TASK REQUIREMENTS = What lines of the data below hold "source"? Show them.

THE DATA =
PR #172, opened 2016-08-17
native: add Dlaqr2

vladimir-ch:
The documentation of reference DLAQR2 is quite loose or even incorrect in some places, so most of the differences in this PR come from that. Further, some of the documented restrictions on input values are in fact allowed and handled in the reference, I'm stricter and usually panic. That's another source of tiny differences.

Also, it seems that having a set of matrices with known eigenvalues will be soon very useful / necessary for testing. Any suggestions on where to get them, and how and where to store them? Using random matrices and computing their eigenvalues in e.g. Octave is of course possible but I'm after "difficult" eigenvalue problems that would trigger some exceptional paths in the code not taken by random matrices. Matrix Market is an option, their matrices for eigenvalue problems seem to be all sparse which should not be a problem for moderate sizes. Any other options?

### DIFF
--- a/native/dlaqr2.go
+++ b/native/dlaqr2.go
@@ -1,0 +1,382 @@
+// Copyright ©2016 The gonum Authors. All rights reserved.
+// Use of this source code is governed by a BSD-style
+// license that can be found in the LICENSE file.
+
+package native
+
+import (
+	"math"
+
+	"github.com/gonum/blas"
+	"github.com/gonum/blas/blas64"
+	"github.com/gonum/lapack"
+)
+
+// Dlaqr2 performs the orthogonal similarity transformation of a n×n upper
+// Hessenberg matrix to detect and deflate fully converged eigenvalues from a
+// trailing principal submatrix using aggressive early deflation [1].
+//
+// On return, H will be overwritten by a new Hessenberg matrix that is a
+// perturbation of an orthogonal similarity transformation of H. It is to be
+// hoped that on output H will have many zero subdiagonal entries.
+//
+// If wantt is true, the matrix H will be fully updated so that the
+// quasi-triangular Schur factor can be computed. If wantt is false, then only
+// enough of H will be updated to preserve the eigenvalues.
+//
+// If wantz is true, the orthogonal similarity transformation will be
+// accumulated into Z[iloz:ihiz+1,ktop:kbot+1], otherwise Z is not referenced.
+//
+// ktop and kbot determine an block [ktop:kbot+1,ktop:kbot+1] along the diagonal
+// of H. The block must be isolated, that is, it must hold that
+//  ktop == 0   or H[ktop,ktop-1] == 0,  and
+//  kbot == n-1 or H[kbot+1,kbot] == 0,
+// otherwise Dlaqr2 will panic.
+//
+// nw is the deflation window size. It must hold that
+//  1 <= nw <= kbot-ktop+1,
+// otherwise Dlaqr2 will panic.
+//
+// iloz and ihiz specify the rows of the n×n matrix Z to which transformations
+// will be applied if wantz is true. It must hold that
+//  0 <= iloz <= ktop,  and  kbot <= ihiz < n,
+// otherwise Dlaqr2 will panic.
+//
+// sr and si must have length kbot+1, otherwise Dlaqr2 will panic.
+//
+// v and ldv represent an nw×nw work matrix.
+//
+// t and ldt represent an nw×nw work matrix T. nh is the number of columns of T
+// available for workspace. It must hold that nh <= nw, otherwise Dlaqr2 will
+// panic.
+//
+// wv and ldwv represent an nw×nw work matrix W. nv is the number of rows of W
+// available for workspace. It must hold that nv <= nw, otherwise Dlaqr2 will
+// panic.
+//
+// work must have length at least lwork and lwork must be at least max(1,2*nw),
+// otherwise Dlaqr2 will panic. Larger values of lwork may result in greater
+// efficiency. On return, work[0] will contain the optimal value of lwork.
+//
+// If lwork is -1, instead of performing Dlaqr2, the function only estimates the
+// optimal workspace size and stores it into work[0]. Neither h nor z are
+// accessed.
+//
+// On return, ns and nd will contain respectively the number of unconverged
+// (i.e., approximate) eigenvalues and converged eigenvalues that are stored in
+// sr and si.
+//
+// On return, the real and imaginary parts of approximate eigenvalues that may
+// be used for shifts will be stored respectively in sr[kbot-nd-ns+1:kbot-nd+1]
+// and si[kbot-nd-ns+1:kbot-nd+1].
+//
+// On return, the real and imaginary parts of converged eigenvalues will be
+// stored respectively in sr[kbot-nd+1:kbot+1] and si[kbot-nd+1:kbot+1].
+//
+// References:
+//  [1] K. Braman, R. Byers, R. Mathias. The Multishift QR Algorithm. Part II:
+//      Aggressive Early Deflation. SIAM J. Matrix Anal. Appl 23(4) (2002), pp. 948—973
+//      URL: http://dx.doi.org/10.1137/S0895479801384585
+//
+func (impl Implementation) Dlaqr2(wantt, wantz bool, n, ktop, kbot, nw int, h []float64, ldh int, iloz, ihiz int, z []float64, ldz int, sr, si []float64, v []float64, ldv int, nh int, t []float64, ldt int, nv int, wv []float64, ldwv int, work []float64, lwork int) (ns, nd int) {
+	checkMatrix(n, n, h, ldh)
+	switch {
+	case ktop < 0 || ktop > max(0, n-1):
+		panic("lapack: invalid value of ktop")
+	case kbot < min(ktop, n-1) || n <= kbot:
+		panic("lapack: invalid value of kbot")
+	case ktop >= 1 && h[ktop*ldh+ktop-1] != 0:
+		panic("lapack: block not isolated")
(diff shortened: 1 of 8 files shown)


native/dlaqr2.go
```diff
@@ -0,0 +1,382 @@
...
+//  kbot == n-1 or H[kbot+1,kbot] == 0,
+// otherwise Dlaqr2 will panic.
+//
+// nw is the deflation window size. It must hold that
+//  1 <= nw <= kbot-ktop+1,
+// otherwise Dlaqr2 will panic.
+//
+// iloz and ihiz specify the rows of the n×n matrix Z to which transformations
+// will be applied if wantz is true. It must hold that
+//  0 <= iloz <= ktop,  and  kbot <= ihiz < n,
```
vladimir-ch: When n==0, ktop and kbot must have specific values. Is it worth documenting it?

kortschak: Yes, I think so.

native/dlaqr2.go
```diff
@@ -0,0 +1,382 @@
...
+
+import (
+	"math"
+
+	"github.com/gonum/blas"
+	"github.com/gonum/blas/blas64"
+	"github.com/gonum/lapack"
+)
+
+// Dlaqr2 performs the orthogonal similarity transformation of a n×n upper
```
kortschak: s/a/an/

native/dlaqr2.go
```diff
@@ -0,0 +1,382 @@
...
+// Hessenberg matrix to detect and deflate fully converged eigenvalues from a
+// trailing principal submatrix using aggressive early deflation [1].
+//
+// On return, H will be overwritten by a new Hessenberg matrix that is a
+// perturbation of an orthogonal similarity transformation of H. It is to be
```
kortschak: s/to be//

native/dlaqr2.go
```diff
@@ -0,0 +1,382 @@
...
+// hoped that on output H will have many zero subdiagonal entries.
+//
+// If wantt is true, the matrix H will be fully updated so that the
+// quasi-triangular Schur factor can be computed. If wantt is false, then only
+// enough of H will be updated to preserve the eigenvalues.
+//
+// If wantz is true, the orthogonal similarity transformation will be
+// accumulated into Z[iloz:ihiz+1,ktop:kbot+1], otherwise Z is not referenced.
+//
+// ktop and kbot determine an block [ktop:kbot+1,ktop:kbot+1] along the diagonal
```
kortschak: s/an/a/

native/dlaqr2.go
```diff
@@ -0,0 +1,382 @@
...
+// available for workspace. It must hold that nh <= nw, otherwise Dlaqr2 will
+// panic.
+//
+// wv and ldwv represent an nw×nw work matrix W. nv is the number of rows of W
+// available for workspace. It must hold that nv <= nw, otherwise Dlaqr2 will
+// panic.
+//
+// work must have length at least lwork and lwork must be at least max(1,2*nw),
+// otherwise Dlaqr2 will panic. Larger values of lwork may result in greater
+// efficiency. On return, work[0] will contain the optimal value of lwork.
```
kortschak: Is this always, or only when lwork == -1?

kortschak: Yes, it does. Why? Do they do this anywhere else? I don't recall this behaviour for any other function.

kortschak:
Another option for finding useful test matrices would be to use dvyukov's fuzzer. @btracey has used this AFAIK.

native/dlaqr2.go
```diff
@@ -0,0 +1,382 @@
...
+	}
+	if jw >= 3 {
+		t[(jw-1)*ldt+jw-3] = 0
+	}
+
+	ns = jw
+	ilst := infqr
+	// Deflation detection loop.
+	for ilst < ns {
+		var bulge bool
```
kortschak: `bulge := false`

native/dlaqr2.go
```diff
@@ -0,0 +1,382 @@
...
+		if ns >= 2 {
+			bulge = t[(ns-1)*ldt+ns-2] != 0
+		}
+		if !bulge {
+			// Real eigenvalue.
+			abst := math.Abs(t[(ns-1)*ldt+ns-1])
```
kortschak: They actually call this `foo`‽

native/dlaqr2.go
```diff
@@ -0,0 +1,382 @@
...
+
+	ns = jw
+	ilst := infqr
+	// Deflation detection loop.
+	for ilst < ns {
+		var bulge bool
+		if ns >= 2 {
+			bulge = t[(ns-1)*ldt+ns-2] != 0
+		}
+		if !bulge {
```
kortschak: The code duplication here is troubling, but I don't see a way to factor it cleanly. I guess that's why it's like this.

native/dlaqr2.go
```diff
@@ -0,0 +1,382 @@
...
+			work[0] = 1
+			impl.Dlaset(blas.Lower, jw-2, jw-2, 0, 0, t[2*ldt:], ldt)
+			impl.Dlarf(blas.Left, ns, jw, work[:ns], 1, tau, t, ldt, work[jw:])
+			impl.Dlarf(blas.Right, ns, ns, work[:ns], 1, tau, t, ldt, work[jw:])
+			impl.Dlarf(blas.Right, jw, ns, work[:ns], 1, tau, v, ldv, work[jw:])
+			impl.Dgehrd(jw, 0, ns-1, t, ldt, work[:jw-1], work[jw:], lwork-jw)
+		}
+
+		// Copy updated reduced window into place.
+		if kwtop >= 1 {
```
kortschak: `> 0`? I assume this is a 1->0 indexing transformation.

native/dlaqr2.go
```diff
@@ -0,0 +1,382 @@
...
+		}
+		impl.Dlacpy(blas.Upper, jw, jw, t, ldt, h[kwtop*ldh+kwtop:], ldh)
+		bi.Dcopy(jw-1, t[ldt:], ldt+1, h[(kwtop+1)*ldh+kwtop:], ldh+1)
+
+		// Accumulate orthogonal matrix in order to update H and Z, if
+		// requested.
+		if ns > 1 && s != 0 {
+			// work[:ns-1] contains the elementary reflectors stored
+			// by a call to Dgehrd above.
+			impl.Dormhr(blas.Right, blas.NoTrans, jw, ns, 0, ns-1, t, ldt, work[:ns-1], v, ldv, work[jw:], lwork-jw)
```
kortschak: Split this line.

native/dlaqr2.go
```diff
@@ -0,0 +1,382 @@
...
+					k = i + 2
+				}
+			}
+		}
+	}
+
+	// Restore shift/eigenvalue array from T.
+	for i := jw - 1; i >= infqr; {
+		if i == infqr || t[i*ldt+i-1] == 0 {
+			sr[kwtop+i] = t[i*ldt+i]
```
kortschak: The Fortran here is bizarre.

native/dlaqr2.go
vladimir-ch: Yes, they do (not sure why). Inexhaustive search gave me at least Dgehrd, Dorghr, Dormhr, Dorgbr.

native/dlaqr2.go
vladimir-ch: :-)

native/dlaqr2.go
vladimir-ch: Done.

native/dlaqr2.go
vladimir-ch: Done.

native/dlaqr2.go
vladimir-ch: Done.

native/dlaqr2.go
vladimir-ch: Done.

native/dlaqr2.go
vladimir-ch: Done.

native/dlaqr2.go
vladimir-ch: I wanted to include the border value of kwtop in the condition but with `> 0` it seems better. Done.

native/dlaqr2.go
vladimir-ch: Done.

kortschak:
Implementation LGTM, leaving tests for @btracey

vladimir-ch:
Reading through DLAQR4 I've noticed that from two possible interpretations of DLAQR2's documentation about the matrices T and WV I chose the wrong one. I've pushed a commit that should fix it. PTAL @kortschak , just in case.

vladimir-ch:
I've pushed a commit to check input slices in Dlaqr2 only after a workspace query is handled so that it is possible to pass all slices as nil. A workspace query should depend only on the input parameters, the matrices and vectors must not be accessed anyway or may not be available at the call site. Also, often the reference LAPACK uses arbitrary placeholders for arrays and relies on the fact that no checking is done (as is the case of workspace query to DLAQR2 in DLAQR4).

I also updated the test which in turn forced me to make the same change in Dgehrd and Dormhr. I'm sorry for such extensive change but I think it is for a good end.

kortschak:
>Moreover, often the reference LAPACK uses arbitrary placeholders for arrays and relies on the
fact that no checking is done.

Yes, this practice gives me the heebie-jeebies.

kortschak:
I think this last change is a nice one; it makes the intention of the code clearer (maybe NETLIB people could take the opportunity to have a named NULL matrix that is 1x1 and could be used as a place holder to the same effect).

LGTM, but again wait for @btracey.

btracey:
Test LGTM. I didn't check the implementation.

The eigenvalue tests are generally hard to do, because most randomly generated matrices are ill-conditioned. Maybe one could (in a combined test?) generate random eigenvalues and check that they look good to me.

COMPLETED TASK =
The documentation of reference DLAQR2 is quite loose or even incorrect in some places, so most of the differences in this PR come from that. Further, some of the documented restrictions on input values are in fact allowed and handled in the reference, I'm stricter and usually panic. That's another source of tiny differences.
+// Use of this source code is governed by a BSD-style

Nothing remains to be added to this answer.